I love this word. It means both hello and goodbye 🙂 I've realised that although I'm well liked I'm not a big priority in anyone's life. When I was younger I was run over a couple of times. The curious thing was no-one helped me. The second time was particularly bad. The car ran a red light light and just left me for dead. I was knocked out but regained consciousness and crawled back to the footpath. I realised then my life was not worth much. I'm ok with that now. I guess I rub along ok but there's a deep seated flaw in me that means I fundamentally suck.
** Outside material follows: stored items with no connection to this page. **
PR #971, opened 2025-04-13
[Test] Add test for effectiveness of Ghost moves vs Normal pkmn

DayKev:
N/A

Improve testing coverage.

Adds regression tests for Ghost moves vs primary and secondary Normal type Pokémon. Also updated the other test descriptions to specify whether the target Pokémon's typing was primary or secondary.

## How to test the changes?
`npm run test:silent effectiveness`

## Checklist

### DIFF
--- a/test/moves/effectiveness.test.ts
+++ b/test/moves/effectiveness.test.ts
@@ -53,22 +53,28 @@ describe("Moves - Type Effectiveness", () => {
     game.phaseInterceptor.restoreOg();
   });
 
-  it("Normal-type attacks are neutrally effective against Normal-type Pokemon", () =>
+  it("Normal-type attacks are neutrally effective against primary Normal-type Pokemon", () =>
     testMoveEffectiveness(game, MoveId.TACKLE, SpeciesId.SNORLAX, 1));
 
-  it("Normal-type attacks are not very effective against Steel-type Pokemon", () =>
+  it("Normal-type attacks are not very effective against primary Steel-type Pokemon", () =>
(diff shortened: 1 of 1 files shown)


PigeonBar (approved):

test/moves/effectiveness.test.ts
```diff
@@ -80,13 +86,13 @@ describe("Moves - Type Effectiveness", () => {
   it("Electric-type attacks are super-effective against Tera-Water Pokemon", () =>
     testMoveEffectiveness(game, MoveId.THUNDERBOLT, SpeciesId.EXCADRILL, 2, AbilityId.BALL_FETCH, ElementalType.WATER));
 
-  it("Powder moves have no effect on Grass-type Pokemon", () =>
+  it("Powder moves have no effect on primary Grass-type Pokemon", () =>
```
Tempo-anon, line 89: Is this clarification needed if there also isn't a test for secondary grass type?

Tempo-anon (approved):
Not sure if there's any need to clarify primary/secondary typing when they're mostly identical for a lot of tests

DayKev:
I figured it would be a good idea to specify even if it isn't necessarily relevant (but who knows, it might become relevant at some point).

The reason for adding the new tests was to prevent the same regression that happened at PKR where there was a check for type2 being falsy instead of specifically `null`, which meant if type2 was Normal (enum value 0) the check would make it as if the pokemon had no secondary typing.

innerthunder (approved):

PR #972, opened 2025-04-13
[Misc] Remove unused overworld forms of [Mir|Kor]aidon

DayKev:
N/A

These forms are completely unused and can potentially break things if they're accidentally used for something.

The extra forms of Miraidon and Koraidon that were only used for the overworld in SV are removed.

## Checklist


Tempo-anon (approved):
Do these two need the apex build still? Showdown just has the base form

DayKev:
I can't remove the form that they actually use (ie: making them "formless") because it requires repacking the icon textures and I can't do that.

Tempo-anon:
Maybe someone with texture packer can help? Feels like this is taking the right step and just 99% of the way there

torranx (approved):

PR #977, opened 2025-04-14
[Refactor] Use `Move.checkFlag()` instead of `.hasFlag()`

### LINKED ISSUE #949: [Refactor] Use `Move.checkFlag` instead of `hasFlag`
The use of `Move.hasFlag()` is outdated and should be replaced with using `Move.checkFlag()`.

> [!WARNING]
>  This doesn't mean that `hasFlag()` should be removed. But it should possibly be marked as "private"

## Check Flag
https://github.com/Despair-Games/poketernity/blob/8d9145598dbdd49aaa890c6b0a49ab5167e9c6fe/src/data/moves/move.ts#L617-L658

## Has Flag

https://github.com/Despair-Games/poketernity/blob/8d9145598dbdd49aaa890c6b0a49ab5167e9c6fe/src/data/moves/move.ts#L204-L213

flx-sta:

Closes #949

- Replaced `Move.checkFlag()` with `.hasFlag()`
- Use `describe.each` in gooey test
- change `checkFlag()` parameter `target` from `target: Pokemon | null` to `target?: Pokemon`

## Screenshots/Videos

> [!NOTE]
> Is it required here? 

## How to test the changes?

Run the tests

## Checklist


src/data/animations/battle-anims.ts
```diff
@@ -35,7 +35,7 @@ const targetFocusY = 84 - 32;
 
 export abstract class BattleAnim {
   /** The {@linkcode Pokemon} from which the effect of this animation originated */
-  public user?: Pokemon;
+  public user: Pokemon;
```
DayKev, line 38: It's interesting that this was marked optional but was always passed in anyways. This'll allow for the removal of a bunch of `!` now.

DayKev (approved):

src/data/animations/battle-anims.ts
flx-sta: I totally forgot to mention that in the changes. Originally I just removed it and follow along and found out that nothing seemed to have it NOT defined. But sometimes those class definitions are a bit hidden.

src/data/init/init-abilities.ts
```diff
@@ -1041,9 +1041,9 @@ export function initAbilities() {
     new Ability(AbilityId.LONG_REACH, 7)
       .attr(IgnoreContactAbAttr),
     new Ability(AbilityId.LIQUID_VOICE, 7)
-      .attr(MoveTypeChangeAbAttr, ElementalType.WATER, 1, (_user, _target, move) => !!move?.hasFlag(MoveFlags.SOUND_MOVE)),
+      .attr(MoveTypeChangeAbAttr, ElementalType.WATER, 1, (user, target, move) => !!user && !!move?.checkFlag(MoveFlags.SOUND_MOVE, user, target)),
```
Tempo-anon, line 1044: Can this just be `user && blahblah` instead of `!!user && blahblah`

src/data/animations/battle-anims.ts
innerthunder: This was changed recently in #913 and may be relevant for #885 with the changes to `WeatherEffectPhase`

innerthunder (approved):

src/data/init/init-abilities.ts
innerthunder: No, the return type would then be `boolean | undefined`

PR #982, opened 2025-04-14
[Refactor] Replace `is*Tag` in battler-tags

### LINKED ISSUE #950: [Refactor] Replace `.is*Tag()` with checks against the `*TagTypes` arrays
Instead of using the very static `is*Tag()` method there should be predefined arrays that can be checked against instead to simplify the code and reduce redundancy

flx-sta:

Closes #950 

- add `BattlerTag.isType<>()` method
- add `TypeBoostTagType` array (frozen)
- replaced `BattlerTag.isMysteryEncounterPostSummonTag()` calls with `isType<>()`
- replaced `BattlerTag.isTypeBoostTag()` calls with `isType<>()`

## Checklist


src/data/battler-tags/battler-tag.ts
```diff
@@ -1,11 +1,9 @@
-import type { MysteryEncounterPostSummonTag } from "./mystery-encounter-post-summon-tag";
-import type { TypeBoostTag } from "./type-boost-tag";
 import { allMoves } from "#app/data/data-lists";
-import type { Pokemon } from "#app/field/pokemon";
+import { type Pokemon } from "#app/field/pokemon";
```
DayKev:
```suggestion
import type { Pokemon } from "#app/field/pokemon";
```

src/data/battler-tags/battler-tag.ts
```diff
@@ -1,11 +1,9 @@
...
 import { globalScene } from "#app/global-scene";
-import type { BattlerTagLapseType } from "#enums/battler-tag-lapse-type";
-import type { BattlerTagType } from "#enums/battler-tag-type";
-import type { MoveId } from "#enums/move-id";
+import { type BattlerTagLapseType } from "#enums/battler-tag-lapse-type";
+import { type BattlerTagType } from "#enums/battler-tag-type";
+import { type MoveId } from "#enums/move-id";
```
DayKev:
```suggestion
import type { BattlerTagLapseType } from "#enums/battler-tag-lapse-type";
import type { BattlerTagType } from "#enums/battler-tag-type";
import type { MoveId } from "#enums/move-id";
```

src/phases/post-summon-phase.ts
```diff
@@ -1,11 +1,12 @@
-import type { CommanderAbAttr } from "#app/data/abilities/ab-attrs/commander-ab-attr";
-import type { PostSummonAbAttr } from "#app/data/abilities/ab-attrs/post-summon-ab-attr";
+import { type CommanderAbAttr } from "#app/data/abilities/ab-attrs/commander-ab-attr";
+import { type PostSummonAbAttr } from "#app/data/abilities/ab-attrs/post-summon-ab-attr";
```
DayKev:
```suggestion
import type { CommanderAbAttr } from "#app/data/abilities/ab-attrs/commander-ab-attr";
import type { PostSummonAbAttr } from "#app/data/abilities/ab-attrs/post-summon-ab-attr";
```

src/phases/post-summon-phase.ts
```diff
@@ -1,11 +1,12 @@
...
 import { applyAbAttrs } from "#app/data/abilities/apply-ab-attrs";
+import { type MysteryEncounterPostSummonTag } from "#app/data/battler-tags/mystery-encounter-post-summon-tag";
```
DayKev:
```suggestion
import type { MysteryEncounterPostSummonTag } from "#app/data/battler-tags/mystery-encounter-post-summon-tag";
```

src/phases/post-summon-phase.ts
```diff
@@ -1,11 +1,12 @@
...
 import { globalScene } from "#app/global-scene";
 import { PokemonPhase } from "#app/phases/abstract-pokemon-phase";
 import { EntryHazardArenaTagTypes } from "#app/utils/arena-tag-type-utils";
 import { AbAttrFlag } from "#enums/ab-attr-flag";
-import type { BattlerIndex } from "#enums/battler-index";
+import { type BattlerIndex } from "#enums/battler-index";
```
DayKev:
```suggestion
import type { BattlerIndex } from "#enums/battler-index";
```

PigeonBar (dismissed):

DayKev (dismissed):
I've recently learned that TS will potentially not fully erase imports that are `import { type X } from Y` but will for `import type { X } from Y`. So for imports that aren't mixed (like `import { X, type Y } from Z`) we should keep the `type` declaration on the outside of the brackets.
image
https://www.typescriptlang.org/tsconfig/#verbatimModuleSyntax
We aren't currently using this specific option, but it's likely that TS exhibits approximately the same behavior without it, since this option just disables the TS compiler's "try to autodetect undeclared type imports" behavior.

src/data/battler-tags/battler-tag.ts
flx-sta: Despair. And here I naively was going for the less redundant approach

DayKev: Yeah, it's... like, I kinda get it, but it is annoying.
For mixed type/non-type imports it's still fine to combine them though.

PR #1003, opened 2025-04-18
[Refactor] Consolidate constants files into `src/constants/`

### LINKED ISSUE #998: Move all constants files into `src/constants/`
# See #1003

DayKev:
N/A

Resolves #998

Moved scattered constants files to `src/constants/` and split apart `constants.ts` into multiple files.
Some TSDocs were added/updated as well.

## Checklist


src/constants/app.ts
```diff
@@ -0,0 +1,44 @@
...
+export const bypassLogin = import.meta.env.VITE_BYPASS_LOGIN === "1";
+
+/** Key for the local storage item storing the settings. */
+export const SETTINGS_LS_KEY = `${LS_PREFIX}/settings`;
+
+/** Key for the local storage item storing the input mapping configs. */
+export const MAPPING_CONFIG_LS_KEY = `${LS_PREFIX}/mapping/configs`;
+
+/** The ratio at which PRSFX sound volumes are played is adjusted since they are sigificantly louder. */
+export const PRSFX_SOUND_ADJUSTMENT_RATIO = 0.5;
```
flx-sta, line 35: Should be a `game` constant (?)

src/constants/app.ts
```diff
@@ -0,0 +1,44 @@
...
+
+/** The maximum number of language options to display simultaneously. */
+export const LANGUAGE_MAX_OPTIONS = 7;
```
flx-sta: Should be a `ui` constant (?)

src/constants/app.ts
```diff
@@ -0,0 +1,44 @@
...
+
+/** All available game speeds. */
+export const GAME_SPEEDS = [1, 1.25, 1.5, 2, 2.5, 3, 4, 5] as const;
```
flx-sta: Should be a `game` constant (?)

flx-sta: And the array should probably be frozen, instead of `as const` (if that's possible)

src/constants/game.ts
```diff
@@ -0,0 +1,63 @@
...
+/** The damage multiplier applied by Reflect, Light Screen, and Aurora Veil in single battles.*/
+export const SCREEN_SINGLES_DMG_FACTOR = 0.5;
+
+/** The damage multiplier applied by Reflect, Light Screen, and Aurora Veil in double battles.*/
+export const SCREEN_DOUBLES_DMG_FACTOR = 2732 / 4096;
+
+/**
+ * A list of all Gigantamax form keys, excluding Eternamax.
+ */
+export const G_MAX_FORM_KEYS: readonly string[] = Object.freeze([
```
flx-sta: NIT: 
```suggestion
export const G_MAX_FORM_KEYS  = Object.freeze<string[]>([
```

src/constants/mystery-encounters.ts
```diff
@@ -0,0 +1,50 @@
+/** Min - Max waves for mystery encounter in classic mode. */
+export const CLASSIC_MODE_MYSTERY_ENCOUNTER_WAVES: [min: number, max: number] = [10, 180];
+
+/** Min - Max waves for mystery encounter in challenge mode. */
+export const CHALLENGE_MODE_MYSTERY_ENCOUNTER_WAVES: [min: number, max: number] = [10, 180];
```
flx-sta: We should freeze all arrays in constants

```suggestion
export const CHALLENGE_MODE_MYSTERY_ENCOUNTER_WAVES = Object.freeze<[min: number, max: number]>([10, 180]);
```

src/constants/mystery-encounters.ts
```diff
@@ -0,0 +1,50 @@
+/** Min - Max waves for mystery encounter in classic mode. */
+export const CLASSIC_MODE_MYSTERY_ENCOUNTER_WAVES: [min: number, max: number] = [10, 180];
```
flx-sta: We should freeze all arrays in constants
```suggestion
export const CLASSIC_MODE_MYSTERY_ENCOUNTER_WAVES = Object.freeze<[min: number, max: number]>([10, 180]);
```

flx-sta (changes requested):
I feel like the constants files should still have the `-const` or `-constant` suffix. This is especially helpful when searching for files as the path is not always super prominent immediately.
e.g. I use the `Cmd + P` to search for my files by their name and it would help me a lot. But I'm open for other opinions.

flx-sta:
> [!NOTE]
> @nightkev could you also move `PRIMAL_WEATHER` into some kind of constant or utils file in your constant refactor PR?
and rename it to `PRIMAL_WEATHER_TYPES`?
(currently it's in `src/data/weaather.ts`)

src/constants/game.ts
```diff
@@ -0,0 +1,70 @@
...
+]);
+
+/** Default amount of money the player starts with. Same for all game modes. */
+export const DEFAULT_STARTING_MONEY = 1000;
+
+/**
+ * Weather types that are associated with the primal forms of the Generation III cover legendaries
+ * and cannot be overwritten by weaker weather types.
+ */
+export const PRIMAL_WEATHER = Object.freeze([WeatherType.HARSH_SUN, WeatherType.HEAVY_RAIN, WeatherType.STRONG_WINDS]);
```
flx-sta: NIT: Use `PRIMAL_WEATHER_TYPES` to be more precisely named. And add explicit typing
```suggestion
export const PRIMAL_WEATHER_TYPES = Object.freeze<WeatherType[]>([WeatherType.HARSH_SUN, WeatherType.HEAVY_RAIN, WeatherType.STRONG_WINDS]);
```

flx-sta (dismissed):

src/constants/app.ts
Tempo-anon: Can also rename PRSFX

innerthunder: I feel like this is a fine place for this. `game` constants are more about in-game properties (i.e. Pokemon mechanics)

innerthunder (commented):
Seems good, pending flx's comments.

src/constants/game.ts
DayKev: Renamed. The typing isn't necessary since it's already properly inferred:
image

PigeonBar (approved):

DayKev:
@flx-sta Should we make a poll about the filenames or is it okay to leave them without `-constants` appended?

flx-sta:
> @flx-sta Should we make a poll about the filenames or is it okay to leave them without `-constants` appended?

We can make a poll but that shouldn’t stop this PR

innerthunder (approved):

PR #1096, opened 2025-04-30
[P2] Transistor is 1.3x instead of 1.5x

Tempo-anon:

Transistor has a 1.3x multiplier instead of 1.5x

This ability was changed from gen 8 to gen 9

Changed the `powerMultiplier` field to 1.3 from the default 1.5x

Technically the ability is supposed to boost the user's attacking stats by 1.3 instead of the damage, but functionally it's the same.

## Screenshots/Videos

n/a

## How to test the changes?

Override with transistor

## Checklist

### DIFF
--- a/src/data/init/init-abilities.ts
+++ b/src/data/init/init-abilities.ts
@@ -1388,7 +1388,7 @@ export function initAbilities() {
     new Ability(AbilityId.CURIOUS_MEDICINE, 8)
       .attr(PostSummonClearAllyStatStagesAbAttr),
     new Ability(AbilityId.TRANSISTOR, 8)
-      .attr(MoveTypePowerBoostAbAttr, ElementalType.ELECTRIC),
+      .attr(MoveTypePowerBoostAbAttr, ElementalType.ELECTRIC, 1.3),
     new Ability(AbilityId.DRAGONS_MAW, 8)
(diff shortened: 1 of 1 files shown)


innerthunder (approved):

flx-sta:
1. Assigned PR to @Tempo-anon .
2. Added PR to `PKTY Board`
3. Update board status to `In Review`

src/data/init/init-abilities.ts
```diff
@@ -1388,7 +1388,7 @@ export function initAbilities() {
     new Ability(AbilityId.CURIOUS_MEDICINE, 8)
       .attr(PostSummonClearAllyStatStagesAbAttr),
     new Ability(AbilityId.TRANSISTOR, 8)
```
flx-sta, line 1390: Does the Gen stay `8` still, since it was added then?

flx-sta:
To save you from requesting to write test-coverage for this I've added an ability-checkup ticket:
#1099

flx-sta (approved):
lgtm. 
~~Just 1 question regarding the Gen assign~~

src/data/init/init-abilities.ts
innerthunder: Yes, this always refers to the Gen the ability was introduced.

My goal now is to add some value while I'm here and I will do this!

 

I like the anonymity of sharing in this space. No one who reads this knows who I am and will not miss me when I'm gone. There's a comfort in this. Please don't reply with empty words. I just needed to type my dark thoughts somewhere.

 

If you do read this please remember I am not you. My journey is not yours. If you feel sad, feel it! If want to punch a bag, do so! Release your grief or anger knowing that it was ok to feel it in the first place! Take care gentle reader 🙂

3 Replies 3

therising
Valued Contributor
Valued Contributor

Hi Algernon

 

Permission to feel what we feel is a gift. Permission to fully sense the emotions that run through us, while freely expressing what it is we sense can be liberating. It is amazing the number of people who don't give us permission or don't allow us to feel or sense in the ways we do. 'You're too sensitive, you need to toughen up' is a phrase that comes to mind (grrr😠). I'd much rather hear 'With the ability to sense, tell me what is it you can sense within yourself'. As a 54yo gal, it took me decades to finally begin wondering 'What the hell is wrong with people who'd much rather always sense their own comfort over someone else's pain?'. Based on my own experience with depressions over the years, I'd much rather come down into another person's depression, feel for them and with them (where they're at) and sit and with them in that place for a while, in the hope that they feel raised in some way. To leave someone alone in the depths of depression is questionable and offers no relief or rise for them.

 

Your words offer permission and courage to those who haven't yet given themself permission to freely express what it is they feel or sense so deeply. There will be people who feel raised by your words.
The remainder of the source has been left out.